Stored data:
□ □ □ □ □ □ □

PR #7318, opened 2025-02-19
[Model Monitoring] Remove deprecated constants and endpoints

jond01:
Implements [ML-8851](https://iguazio.atlassian.net/browse/ML-8851) and removes unused MM constants.

[ML-8851]: https://iguazio.atlassian.net/browse/ML-8851?atlOrigin=eyJpIjoiNWRkNTljNzYxNjVmNDY3MDlhMDU5Y2ZhYzA5YTRkZjUiLCJwIjoiZ2l0aHViLWNvbS1KU1cifQ


mlrun/api/schemas/__init__.py
```diff
@@ -208,9 +208,6 @@ def __getattr__(self, attr):
 ModelEndpointMetadata = DeprecationHelper(mlrun.common.schemas.ModelEndpointMetadata)
 ModelEndpointSpec = DeprecationHelper(mlrun.common.schemas.ModelEndpointSpec)
 ModelEndpointStatus = DeprecationHelper(mlrun.common.schemas.ModelEndpointStatus)
-ModelMonitoringStoreKinds = DeprecationHelper(
```
alonmr, line 211: This may break upgrading to 1.8 from old versions. See https://github.com/mlrun/mlrun/pull/4798
I doubt we have anyone using mlrun 1.4 but this needs to be communicated / tested

alonmr (commented):
I have a few concerns about removing some of this.
For the constants - they were not deprecated correctly, it may break user code even if they were just imported and not used.
For the endpoints - although they were deprecated correctly, the deprecation is missing from the changelog where we aim to list all deprecations and removals for transparency with our users - https://docs.mlrun.org/en/latest/change-log/index.html#deprecations-and-removed-code
Please hold with these changes while we communicate these issues.

jond01:
> For the constants - they were not deprecated correctly, it may break user code even if they were just imported and not used.
> For the endpoints - although they were deprecated correctly, the deprecation is missing from the changelog where we aim to list all deprecations and removals for transparency with our users - https://docs.mlrun.org/en/latest/change-log/index.html#deprecations-and-removed-code

We do not aim for BC in MM between 1.7.0 and 1.8.0. This change is quite lightweight compared to previous changes introduced in 1.8.0.

alonmr:
> > For the constants - they were not deprecated correctly, it may break user code even if they were just imported and not used.
> > For the endpoints - although they were deprecated correctly, the deprecation is missing from the changelog where we aim to list all deprecations and removals for transparency with our users - https://docs.mlrun.org/en/latest/change-log/index.html#deprecations-and-removed-code
> 
> We do not aim for BC in MM between 1.7.0 and 1.8.0. This change is quite lightweight compared to previous changes introduced in 1.8.0.

I see, regarding the endpoints I checked and we intentionally don't document endpoints deprecation so that's ok to remove. Regarding the schemas changes we would like to keep track on things we remove between versions without warning - if there is anything you think should be communicated please add it at the last table on https://iguazio.atlassian.net/browse/ML-9365 ("Removed without warning"). If you think this is part of a bigger backwards incompatibility then I think we should add to the ticket that MM is no BC entirely to make sure it's documented.

mlrun/api/schemas/__init__.py
jond01: So yes, it seems irrelevant - we don't assume 1.4 --> 1.8 upgrade. Do I miss something?

assaf758: indeed, the model-monitoring for <1.8 is "tech-preview" and with no BC towards 1.8 (this was confirmed by product/customer-success from 1.8 get-go)

assaf758 (approved):

PR #7325, opened 2025-02-20
[Functions] Change tag computation when the function is unversioned

davesh0812:
In order to get the tag and the uid correctly when the retrieved function is unversioned , relevant to model endpoint.

related to https://iguazio.atlassian.net/browse/ML-9394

□ □ □ □ □ □ □

◆ **Task item**
A single figure is required: the number of lines in the entries above that include the word "common".

◆ **Your response**
3